# IBS-d (i will try everything to cure it)



## ibssucks007s (Jan 27, 2012)

Hey guys 27 male here from india..professional bodybuilder...i m dignosed with ibs just before 4 months...factors which caused ibs may be one or more from the followinge 1.being a professional bodybuilder i was taking anabolic androgenic steroids 2.my daily schedule was really tight and hectic..i m running my own suppliment shop for whci i had to drive 2-3 hours everyday along with my heavy bodybuilding workout and heavy protein food..(where i couldnt drink enough water and could go for loo and toilet when i was supposed to be) 3.i was under mental stress due to my relation and my family...  4.my food habits were not regular due to hectic sheducle and mental stress 5.i was doing intercourse 4-5 times in 3-4 days in a week...and gap between 2 was very short like 1 hour 6.i was taking so many protein suppliments including high caffein containing preworkout drinksHow did it started.>> At first i started bloating,uneasy feeling during workout due to heavy stomuch 5-6 times i vomited yellow watery puke in mornings... i started suffering badly from acne on shoulder and face.. then one day when i was mental stress i suffered from diarhea..doctor priscribed me norfloxaccin and tinitazole and antispasmotic drug for a week..it was stopped for tht week only .again it started.. so doctor dignosed me with ibs i started taking ayurvedic medicines ..i was advised to drink lot of butter milk ang GHEE(fatty) ,,,(i started tht coz i had already left hopes for my bodybuiling goals due to ibs-d) during this once i got few attacks of abdominal pain cramps and diarrhea..i took diclomine once with pudin hara tabs(pappermint oil)i got immediate relive from pain but diarrhe was still there...meanwhile ayurvedic medicines were wrking properlry..diarrhe also was in control .but due to steroid injection infection i had to take antibiotic..and again tht diarrhe started...so IM TIRED OF EVERYTHING NOW...i m gonna try following medicine at a time>>>>>>>>>>>> 1.paxil,2.imodium,3.Cholestyramine,4calcium,5.eliwel tab(Amitriptyline) ANY SUGGESTIONS????>>>>


----------



## Korga (Sep 8, 2011)

before you reach for the meds, you should take a look at your overall healthful habits. Namely that you have a lot of bad ones which could be contributing to your symptoms. Meds will just be a bandaid if you don't address some basic things.1. Stress management.Devote some energy to finding ways to decrease your stress load. Take a walk or something quiet every day.Take time out for yourself and your peace of mind. Consider counseling.2. Healthy diet. You've been dumping a lot of stuff down your gut, including steroids. Get back into a healthy eating structure with fresh, whole, and varied ingredients, and regular meals. Avoid processed, fatty, and pre-packaged foods.3. Cut back on your workouts just a little until your body starts to recover.


----------



## ibssucks007s (Jan 27, 2012)

Korga said:


> before you reach for the meds, you should take a look at your overall healthful habits.
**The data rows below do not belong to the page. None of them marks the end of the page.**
PR #387, opened 2024-04-09
Add WithCaptureHTTPRequest

DiogoFerrao:


core/runtime/runtime.go
```diff
@@ -12,3 +12,9 @@ import (
 func WithCaptureHTTPResponse(parent context.Context, resp **http.Response) context.Context {
 	return context.WithValue(parent, config.ContextHTTPResponse, resp)
 }
+
+// WithCaptureHTTPRequest adds the raw HTTP request to the parent context.
+// The req parameter will contain the raw HTTP request.
```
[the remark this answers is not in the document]
joaopalet: `HTTP request retrieval annotation` because `WithCaptureHTTPRequest` doesn't add the raw request to the context by itself, it just adds that "annotation" to the context to signal that it should be captured when the request is executed

core/runtime/runtime.go
```diff
@@ -12,3 +12,9 @@ import (
 func WithCaptureHTTPResponse(parent context.Context, resp **http.Response) context.Context {
 	return context.WithValue(parent, config.ContextHTTPResponse, resp)
 }
+
+// WithCaptureHTTPRequest adds the raw HTTP request retrieval annotation to the parent context.
+// The req parameter will contain the raw HTTP request made to the API.
```
joaopalet, line 17:
```suggestion
// After the request has completed, the req parameter will contain the raw HTTP request made to the API.
```

joaopalet: I would still highlight the `req` variable will only be populated once the request is executed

Namely that you have a lot of bad ones which could be contributing to your symptoms. Meds will just be a bandaid if you don't address some basic things.1. Stress management.Devote some energy to finding ways to decrease your stress load. Take a walk or something quiet every day.Take time out for yourself and your peace of mind. Consider counseling.2. Healthy diet. You've been dumping a lot of stuff down your gut, including steroids. Get back into a healthy eating structure with fresh, whole, and varied ingredients, and regular meals. Avoid processed, fatty, and pre-packaged foods.3. Cut back on your workouts just a little until your body starts to recover.


----------



## ibssucks007s (Jan 27, 2012)

i have already stopped heavy workout,coplete off from steroids and protein shakes any kind of meat,i have stopped driving...the only thing i cant get rid of is depreesion...before ibs i was already in stress but because of ibs i have lost my one and only dream .i.e BODYBUILDING...which i cant digest easily...so i m again badly in depression...started eating amitriptyline today with papermint oil and calcuim..lets hope well


----------



## BQ (May 22, 2000)

NO dream is worth risking your health! One can have more than one dream.... so look at other things you might like to accomplish in life. I am sure once you are away from the steroids for awhile your whole system will feel better. Better days are coming so start dreaming about _other_ things you would like to do. If you feel you are too depressed... seek help from a Mental Health Professional.


----------



## ibssucks007s (Jan 27, 2012)

BQ said:


> NO dream is worth risking your health! One can have more than one dream.... so look at other things you might like to accomplish in life. I am sure once you are away from the steroids for awhile your whole system will feel better. Better days are coming so start dreaming about _other_ things you would like to do. If you feel you are too depressed... seek help from a Mental Health Professional.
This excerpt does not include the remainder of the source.